Kernel (statistics)

Last updated October 21, 2023

The term kernel is used in statistical analysis to refer to a window function. The term "kernel" has several distinct meanings in different branches of statistics.

Bayesian statistics

In statistics, especially in Bayesian statistics, the kernel of a probability density function (pdf) or probability mass function (pmf) is the form of the pdf or pmf in which any factors that are not functions of any of the variables in the domain are omitted.^[1] Note that such factors may well be functions of the parameters of the pdf or pmf. These factors form part of the normalization factor of the probability distribution, and are unnecessary in many situations. For example, in pseudo-random number sampling, most sampling algorithms ignore the normalization factor. In addition, in Bayesian analysis of conjugate prior distributions, the normalization factors are generally ignored during the calculations, and only the kernel considered. At the end, the form of the kernel is examined, and if it matches a known distribution, the normalization factor can be reinstated. Otherwise, it may be unnecessary (for example, if the distribution only needs to be sampled from).
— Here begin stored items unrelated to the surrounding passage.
PR #680, opened 2020-09-20
Rename constant reading and use api for hdf5 lib version

musm:
@jmert  I went ahead with the commit you dropped

### DIFF
--- a/src/HDF5.jl
+++ b/src/HDF5.jl
@@ -55,12 +55,12 @@ abstract  type Hmpih end
 primitive type Hmpih32 <: Hmpih 32 end # MPICH C/Fortran, OpenMPI Fortran: 32 bit handles
 primitive type Hmpih64 <: Hmpih 64 end # OpenMPI C: pointers (mostly 64 bit)
 
-# Private function to extract exported library constants
-# Need to call h5open to ensure library is initalized before reading these constants
-# Altough these are runtime initalized constants, in practice their values are constant so we can precompile for improved latency
+# Private function to extract exported global library constants.
+# Need to call H5open to ensure library is initalized before reading these constants.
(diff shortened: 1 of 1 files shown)


src/HDF5.jl
```diff
@@ -65,10 +55,12 @@ abstract  type Hmpih end
...
-# Function to extract exported library constants
-# Kudos to the library developers for making these available this way!
-const libhdf5handle = Libdl.dlopen(libhdf5)
-read_const(sym::Symbol) = unsafe_load(convert(Ptr{Hid}, Libdl.dlsym(libhdf5handle, sym)))
+# Private function to extract exported library constants
+# Need to call h5open to ensure library is initalized before reading these constants
+# Altough these are runtime initalized constants, in practice their values are constant so we can precompile for improved latency
+let libhdf5handle = Libdl.dlopen(libhdf5)
+    global _read_const(sym::Symbol) = (ccall((:H5open, libhdf5), Herr, ()); unsafe_load(convert(Ptr{Hid}, Libdl.dlsym(libhdf5handle, sym))))
+end
```
jmert, line 63:
```suggestion
let libhdf5handle = Ref(Libdl.dlopen(libhdf5))
    ccall(Libdl.dlsym(libhdf5handle[], :H5open), Herr, ())
    global read_const(sym::Symbol) = unsafe_load(cglobal(Libdl.dlsym(libhdf5handle[], sym), Hid))
end
```

The library only needs to be initialized once, so there should be no point in having the `H5open` call at each invocation.

Then using a `Ref` serializes the null pointer into the precompiled function which protects against future invalid use.

Testing this construction against master, I get essentially unchanged times to precompile and then to load the precompiled image — on my machine, about 3.13s to precompile, and then on average ~0.7s to load after that.

musm: Thanks!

For many distributions, the kernel can be written in closed form, but not the normalization constant.

An example is the normal distribution. Its probability density function is

p(x|\mu ,\sigma ^{2})={\frac {1}{\sqrt {2\pi \sigma ^{2}}}}e^{-{\frac {(x-\mu )^{2}}{2\sigma ^{2}}}}

and the associated kernel is

p(x|\mu ,\sigma ^{2})\propto e^{-{\frac {(x-\mu )^{2}}{2\sigma ^{2}}}}

Note that the factor in front of the exponential has been omitted, even though it contains the parameter $\sigma ^{2}$ , because it is not a function of the domain variable $x$ .

Pattern analysis

The kernel of a reproducing kernel Hilbert space is used in the suite of techniques known as kernel methods to perform tasks such as statistical classification, regression analysis, and cluster analysis on data in an implicit space. This usage is particularly common in machine learning.

Nonparametric statistics

In nonparametric statistics, a kernel is a weighting function used in non-parametric estimation techniques. Kernels are used in kernel density estimation to estimate random variables' density functions, or in kernel regression to estimate the conditional expectation of a random variable. Kernels are also used in time-series, in the use of the periodogram to estimate the spectral density where they are known as window functions. An additional use is in the estimation of a time-varying intensity for a point process where window functions (kernels) are convolved with time-series data.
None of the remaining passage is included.